- _WORK ITEM_
Give the number of lines in the data below that contain "autotools", with no other words.

- _WORKING DATA_
· · · · · · ·

PR #142, opened 2021-03-11
Eliminate autotools/automake/configure.

Quuxplusone:
IMO, the autotools stuff has outlived its usefulness. Its "version number" is never up-to-date, and it currently gives a bunch of warnings on Linux because its warning options are also out-of-date. Plus, it's just more stuff to test in CI; and it makes the `.gitignore` full of random files; and it's 534 lines of stuff-that's-not-really-HyperRogue. I say delete it.


zenorogue:
I agree, but let's wait a bit to see if anybody has any objections.

zenorogue:
Should we also rename `Makefile.simple` to just `Makefile` while we are at it? This will also help to fix the issue of being unable to compile mymake with `make mymake`.

Quuxplusone:
> Should we also rename `Makefile.simple` to just `Makefile` while we are at it?

Sure, I'll update the PR (and rebase to poke the CI, too).

Quuxplusone:
Updated; and I've dumped 1761b02 in here as well, to try to fix https://travis-ci.org/github/zenorogue/hyperrogue/jobs/763799466 .

Quuxplusone:
(I wonder whether removing the gdb stuff from `.github/workflows/test_simple.sh` would fix https://github.com/zenorogue/hyperrogue/pull/142/checks?check_run_id=2161586673 , but I'll leave that experiment out of this PR.)

Quuxplusone:
:tada:

PR #153, opened 2021-06-09
Fix typos in Russian translation.

blargdag:
Fixed a few minor typos.


blargdag:
@zenorogue  First time contributor here. How do I get approved for the workflows?

zenorogue:
Thanks!

This "approved for the workflows" seems to be about Github CI which is still broken, so it is irrelevant anyway.

PR #163, opened 2021-06-27
The Orb of Beauty now lifts rose-scent restrictions on targeting of ranged orbs

jruderman:


zenorogue:
Thanks for your pull requests!

One legal question: since the paid versions of HyperRogue have components which are not open source (such as the Steam interface), I need your permission to include your changes there (otherwise it violates the GPL). What are your thoughts on this?

jruderman:
Yes, that's fine. You have my permission to include my changes to HyperRogue in versions that include non-open-source components.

· · · · · · ·

- _RESPONSE BELOW_
2